With winter approaching, Xu Yan (許艷) brought some warm clothes and money to a detention center in eastern China for her husband, although she is not even sure the arrested human rights lawyer is still being held there.
Xu, 37, has traveled about 20 times from Beijing to Jiangsu Province’s Xuzhou in a vain struggle to get any information about Yu Wensheng (余文生) after he was taken into custody last year.
Her plight highlights the frustrations, fears and obstacles faced by the families of lawyers and activists who fall foul of the communist authorities and vanish into China’s selectively opaque legal system.
Photo: AFP
Xu returned again this week, joining the line at the Xuzhou City Detention Center with other people bringing plastic bags bulging with thick duvets and sweaters for inmates.
Along with Yu’s lawyers, she then made another failed attempt to get information from court officials.
“I still cannot check where my husband is or the status of his case,” said Xu, crying as she held a photograph of Yu and a sign demanding to see the judge responsible for his case outside the Xuzhou Intermediate People’s Court on Thursday.
“My husband just helps the disadvantaged and marginalized — and you locked him up for two years,” she said, as security guards tried to stop her from protesting.
Yu was detained in Beijing in January last year after he wrote an open letter calling for constitutional reforms.
Xu has received very little information since then.
She was able to have a five-minute video call with him in April last year. That day, she got a notice saying Yu was held in Xuzhou.

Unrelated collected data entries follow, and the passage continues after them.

PR #285, opened 2023-08-15
A2.4 HTTP Get Call Handling

BradJKim:
- Implemented Get handling for fetching profile biography
- Added test for profile biography

This is my first pull request so there are probably a few errors in the code. The main files I worked on was urls.py and view.py in profiles, and profiles_test.py. Would love to get any feedback I can.

I'm also not sure if we need to test for different errors as well when testing, I only created one that would just retrieve the biography under expected conditions.

### DIFF
--- a/mesh/profiles/urls.py
+++ b/mesh/profiles/urls.py
@@ -1,9 +1,12 @@
-from django.urls import path
+from django.urls import path, include
 from . import views as profile_views
 from django.http import HttpRequest
+from .views import *
 
 urlpatterns = [
-    
-    path('biography', profile_views.bio_view),
+    # GET    /api/biography/:account_id
+    # POST   /api/biography/:account_id
+    path('biography/<int:account_id>/', profile_views.BiographyView.as_view(), name='biography'),
+
     path("profilePicture", profile_views.profile_picture, name="profile_picture")
 ]
--- a/mesh/profiles/urls.py
+++ b/mesh/profiles/urls.py
@@ -1,7 +1,6 @@
 from django.urls import path, include
 from . import views as profile_views
 from django.http import HttpRequest
-from .views import *
 
 urlpatterns = [
     # GET    /api/biography/:account_id
--- a/mesh/profiles/views.py
+++ b/mesh/profiles/views.py
@@ -1,22 +1,49 @@
 from django.core.exceptions import ObjectDoesNotExist
-from django.views.decorators.csrf import csrf_exempt
 from django.http import JsonResponse
+from django.core import serializers
+from mesh.accounts.models import Account
 
 from mesh.profiles.models import Profile
 
+from django.views import View
 
-def bio_view(request):
-    if request.method == "POST":
-        data = request.POST
-        if 'accountID' not in data:
-            return JsonResponse({'error': 'Invalid request. Missing accountID field.'}, status=401)
-        if 'biography' not in data:
-            return JsonResponse({'error': 'Invalid request. Missing biography field.'}, status=400)
+class BiographyView(View):
+    """
+    View for getting an biography by accountId or updating an biography by accountID.
+    """
+    def get(self, request, account_id, *args, **kwargs):
+        """
+        Handle GET requests.
+
+        Retrieves a biography of the listed profile in JSON format.
+
+        Returns a JSON response containing biography of specified profile through id.
+        """
+        try:     
+            if(account_id is None):
+                return JsonResponse({'error': 'Invalid input. Missing account ID'}, status=401)
+            
+            profile = Profile.objects.get(accountID=account_id)
+            profileBiography = profile.biography
+            return JsonResponse({'message': profileBiography}, safe=False, status=200)
+        except Account.DoesNotExist:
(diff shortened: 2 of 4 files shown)


mesh/profiles/views.py
```diff
@@ -1,22 +1,49 @@
...
+            if(account_id is None):
+                return JsonResponse({'error': 'Invalid input. Missing account ID'}, status=401)
+            
+            profile = Profile.objects.get(accountID=account_id)
+            profileBiography = profile.biography
+            return JsonResponse({'message': profileBiography}, safe=False, status=200)
+        except Account.DoesNotExist:
+            return JsonResponse({'error': 'Invalid request. Account does not exist'}, status=404)
+        except Profile.DoesNotExist:
+            return JsonResponse({'error': 'Invalid request. Profile does not exist'}, status=402)
```
JRSiwiecki, line 32: This status code should likely also be `status = 404` since 402 is `402 Payment Required`.

mesh/profiles/views.py
```diff
@@ -1,22 +1,49 @@
...
+        Retrieves a biography of the listed profile in JSON format.
+
+        Returns a JSON response containing biography of specified profile through id.
+        """
+        try:     
+            if(account_id is None):
+                return JsonResponse({'error': 'Invalid input. Missing account ID'}, status=401)
+            
+            profile = Profile.objects.get(accountID=account_id)
+            profileBiography = profile.biography
```
JRSiwiecki, line 27: Small nitpick, but python variable naming conventions should usually follow `snake_case` rather than `camelCase`.

mesh/profiles/urls.py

Xu only heard from her brother-in-law — and then later from her husband’s government lawyer — that Yu was put on trial in May, but nobody has told her if he was sentenced. Neither Yu nor his lawyers have been able to visit him.

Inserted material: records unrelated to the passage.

Issue #26, opened 2023-03-30
A3.5 HTTP Post Call Handling


misslame:
﻿**As a User (Mentor, Mentee, or Educator), I want to be able to change my name as well as display my pronouns & nickname.** 
﻿
﻿Details: Ensure that the back end can handle HTTP POST Calls to allow for the sending of names/nicknames/pronouns from the front end. 
﻿
﻿Technical Details:
- ﻿HTTP POST 
- Back-end
- MySQL
- Django

PR #290, opened 2023-08-20
A3.5 HTTP Post Call Handling

tdang2180:
#26 
- Implemented POST call handling and added tests for name/nickname/pronouns.


mesh/tests/profiles_tests.py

“I feel helpless and also useless,” Xu said. “But in my heart, I’ve never considered giving up.”
It has come at an emotional — and financial — cost.

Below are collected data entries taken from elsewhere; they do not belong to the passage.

Issue #118, opened 2023-04-30
F1.1 Theme Toggle Setting UX


Leaversa:
Story: As a night owl account owner mentor, mentee, or educator, I want to be able to switch to a dark theme version of the site so I can look at it better.

Details: Include a toggle button to enable/disable Dark or Light Theme in the User Settings page.

Technical Details:

- Front-end
- React
- HTML
- CSS
- UI
- UX

PR #292, opened 2023-08-22
Leaf/f1.1 theme toggle setting ux

Darren52BT:
Implements #118.

# What I've Done
I've created a switch button component that toggles the main theme between light and dark mode. The theme mode is also stored in local storage. If there is no theme mode in local storage, it will be initalized and stored as light mode. I have created a settings route to temporarily contain the toggle button, and I've added the corresponding link to the starting nav. 
I provided context for the theme, current theme mode, and the method used to toggle the theme from the top level, and that context is passed down from the ThemeContextProvider to its descendants, where it's used in the MainThemeProvider and the theme toggle component. 

# What You Should See
The added settings route
image
The Toggle Theme button at the Settings page
image
image
The theme mode being changed and stored in response to toggling
image
image


Leaversa (approved):
lgtm

PattyCakesxD (approved):
nice work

With no income, Xu is digging into her savings, spending about 150,000 Chinese yuan (US$21,310) over the past year in seeking justice.
Her husband’s detention has also disturbed their middle-school son, who witnessed his father’s arrest and several house searches by the police.
The boy has become more introverted and does not like leaving the house, she said.
“It’s as if he’s not as confident when seeing other people anymore,” she said. “That makes me very sad.”